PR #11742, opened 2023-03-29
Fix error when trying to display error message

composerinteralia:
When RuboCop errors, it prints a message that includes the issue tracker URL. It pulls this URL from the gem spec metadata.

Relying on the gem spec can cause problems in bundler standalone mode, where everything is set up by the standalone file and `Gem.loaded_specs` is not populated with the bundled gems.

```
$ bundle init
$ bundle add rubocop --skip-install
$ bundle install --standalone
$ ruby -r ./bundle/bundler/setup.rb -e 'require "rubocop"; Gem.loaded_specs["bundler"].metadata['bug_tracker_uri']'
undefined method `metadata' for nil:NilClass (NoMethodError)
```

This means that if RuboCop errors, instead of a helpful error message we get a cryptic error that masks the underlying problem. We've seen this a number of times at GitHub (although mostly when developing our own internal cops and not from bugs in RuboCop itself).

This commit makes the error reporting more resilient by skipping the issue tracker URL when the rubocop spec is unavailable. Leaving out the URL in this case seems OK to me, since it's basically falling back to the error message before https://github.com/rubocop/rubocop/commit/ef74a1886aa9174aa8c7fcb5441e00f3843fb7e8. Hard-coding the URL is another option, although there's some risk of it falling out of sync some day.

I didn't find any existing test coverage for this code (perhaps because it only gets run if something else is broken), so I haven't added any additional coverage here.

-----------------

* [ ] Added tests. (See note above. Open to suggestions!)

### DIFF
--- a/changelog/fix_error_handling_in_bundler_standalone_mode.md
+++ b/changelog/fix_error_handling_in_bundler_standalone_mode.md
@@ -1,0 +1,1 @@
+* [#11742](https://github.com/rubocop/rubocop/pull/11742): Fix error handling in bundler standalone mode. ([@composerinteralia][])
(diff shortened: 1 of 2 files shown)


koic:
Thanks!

== == ==

### EXERCISE PROMPT
Please transcribe the entire listing precisely.

### EXERCISE OUTPUT
PR #11742, opened 2023-03-29
Fix error when trying to display error message

composerinteralia:
When RuboCop errors, it prints a message that includes the issue tracker URL. It pulls this URL from the gem spec metadata.

Relying on the gem spec can cause problems in bundler standalone mode, where everything is set up by the standalone file and `Gem.loaded_specs` is not populated with the bundled gems.

```
$ bundle init
$ bundle add rubocop --skip-install
$ bundle install --standalone
$ ruby -r ./bundle/bundler/setup.rb -e 'require "rubocop"; Gem.loaded_specs["bundler"].metadata['bug_tracker_uri']'
undefined method `metadata' for nil:NilClass (NoMethodError)
```

This means that if RuboCop errors, instead of a helpful error message we get a cryptic error that masks the underlying problem. We've seen this a number of times at GitHub (although mostly when developing our own internal cops and not from bugs in RuboCop itself).

This commit makes the error reporting more resilient by skipping the issue tracker URL when the rubocop spec is unavailable. Leaving out the URL in this case seems OK to me, since it's basically falling back to the error message before https://github.com/rubocop/rubocop/commit/ef74a1886aa9174aa8c7fcb5441e00f3843fb7e8. Hard-coding the URL is another option, although there's some risk of it falling out of sync some day.

I didn't find any existing test coverage for this code (perhaps because it only gets run if something else is broken), so I haven't added any additional coverage here.

-----------------

* [ ] Added tests. (See note above. Open to suggestions!)

### DIFF
--- a/changelog/fix_error_handling_in_bundler_standalone_mode.md
+++ b/changelog/fix_error_handling_in_bundler_standalone_mode.md
@@ -1,0 +1,1 @@
+* [#11742](https://github.com/rubocop/rubocop/pull/11742): Fix error handling in bundler standalone mode. ([@composerinteralia][])
(diff shortened: 1 of 2 files shown)


koic:
Thanks!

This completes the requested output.